5. Les étrangers ont mis la main sur le vignoble
Il n’existe aucune statistique mais les experts sont unanimes : les surfaces aux mains de capitaux étrangers sont marginales. L’arrivée des Chinois fait l’actualité mais on est loin du « péril jaune ». Ils possèdent 3 % des surfaces. Loin derrière, les Belges auraient 60 à 70 propriétés (il y a 6 500 vignerons dans le département). Américains, Hollandais, Britanniques ou Russes complètent le tableau. Cependant, du fait notamment de la notoriété grandissante du vignoble, ces achats s’amplifient ces dernières années. Acquérir du foncier se révèle une bonne affaire car, à l’instar de l’immobilier à Paris, il est rare que les prix baissent. Investir dans la terre est aussi plus rassurant que jouer en bourse.

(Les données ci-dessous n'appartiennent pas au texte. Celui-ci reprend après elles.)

PR #18, opened 2018-03-08
Move country-shard generation to Spark master

mertemin:
This PR updates `AtlasGenerator` to generate `Shard` tasks in Spark master rather than doing it through Spark executors. This process doesn't need to be distributed over executors, because all the information needed for this operation is already available in the master and also the object used for this operation `CountryBoundaryMap` instance might not be not small. Passing `CountryBoundaryMap` instance back and forth adds extra cost and slows down the generation process.

- To make things faster, initial parallelization `JavaRDD` and `JavaPairRDD`s are removed and replaced with `generateTasks` method call. This method goes and generates `AtlasGenerationTask`s to be used in the generation process.
- `AtlasGenerationTaskProcessor` is created to generate tasks in parallel.
- Methods `roughShards` and `filterShards` are removed. Rather, `Sharding`'s `shards` method is being used. See https://github.com/osmlab/atlas/blob/0800d37ccff186d70723e6727934c91e1ff1ecc5/src/main/java/org/openstreetmap/atlas/geography/sharding/Sharding.java#L88 for implementation details.
- `PbfLoader`'s constructor is updated to accept `List` of `Shard`s for simplicity and reuse from `AtlasGenerator` side.
- `AtlasGeneratorTest` is updated with new tests.

### DIFF
--- a/src/main/java/org/openstreetmap/atlas/generator/AtlasGenerator.java
+++ b/src/main/java/org/openstreetmap/atlas/generator/AtlasGenerator.java
@@ -3,7 +3,6 @@ package org.openstreetmap.atlas.generator;
 import java.io.IOException;
 import java.io.Serializable;
 import java.util.ArrayList;
-import java.util.HashMap;
 import java.util.HashSet;
 import java.util.List;
 import java.util.Map;
@@ -43,6 +42,7 @@ import org.openstreetmap.atlas.tags.filters.ConfiguredTaggableFilter;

6. Les grands groupes supplantent les familles
D’après les statistiques, autour de 60 % des propriétés sont aux mains de familles, même si elles sont de plus en plus souvent organisées sous forme sociétaire pour optimiser les charges sociales et fiscales. La surface moyenne en Bordelais est à 17 ha, ce qui est plutôt bas. Les grands groupes sont surtout en Médoc et à Saint-Émilion. Banques, assureurs et autres multinationales y investissent souvent dans la qualité.
7. Beaux et grands châteaux en pierre sont partout
Contrairement aux images d’Épinal, on est loin d’avoir partout d’imposants châteaux en pierre, avec tourelles et grilles en fer forgé. La route des châteaux du Médoc ou des communes comme Saint-Émilion ou Léognan, avec leurs magnifiques bâtisses, sont plutôt des exceptions. Elles attirent cependant l’essentiel des touristes et font rêver, un point clef pour les affaires. N’oublions pas non plus que 40 % des vignerons sont coopérateurs et sont loin de rouler sur l’or.

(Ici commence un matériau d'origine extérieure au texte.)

PR #22, opened 2018-03-21
Create a new spark task per shard

matthieun:
This PR is to ensure each shard is processed in a separate task.


matthieun:
@mertemin I don't think it should always be the case. Here I just wanted to add it so there is one shard per task which for me makes it easier to debug and identify issues, especially related to memory issues I find. If there is a case against having one shard per task, I am ready to hear it out!

mertemin:
@matthieun Sure, that sounds fair.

8. On y épand davantage de produits phytosanitaires
Avec une affaire d’épandage de produits de traitement près d’une école en Haute-Gironde, des émissions de TV récentes ou le dernier numéro de Que Choisir sur des résidus dans les vins de grands châteaux, les projecteurs sont braqués sur un vignoble girondin qui serait plus « accro » que d’autres aux phytosanitaires. Un a priori démenti par les chiffres. Sur le pluvieux millésime 2013 (dernière enquête complète menée sur le sujet par le Ministère de l’agriculture), un vigneron bordelais a épandu en moyenne 23 molécules de produits phytosanitaires sur ses parcelles (fongicide, insecticide, herbicide). Un niveau identique à la Bourgogne ou à la Champagne. Le Gers fait moins bien (27), le Languedoc, avec son climat sec, mieux (16).
9. La vendange se fait surtout à la main
Dans les journaux, les photos de jeunes filles coupant le raisin à la main sont plus « sympa » que de grosses machines à vendanger. Pourtant, la récolte se fait mécaniquement sur 75 % des surfaces. Un chiffre à la hausse car, à qualité de récolte quasi égale, la machine est plus pratique et moins chère.
10. La majorité des vins sont élevés en fûts de chêne
Autre déformation imputable à nos sociétés où l’image prime, il est toujours plus agréable de montrer un vigneron dans un chai à barriques, le bois étant un matériau noble. Au point que l’on pourrait penser que l’élevage en fûts de chêne est la norme. C’est pourtant une exception, réservée aux vins haut de gamme, car les barriques sont chères (600 à 800 euros). D’après les tonneliers, environ 15 % de la production bordelaise est concernée. C’est 1 à 2 % seulement au plan mondial.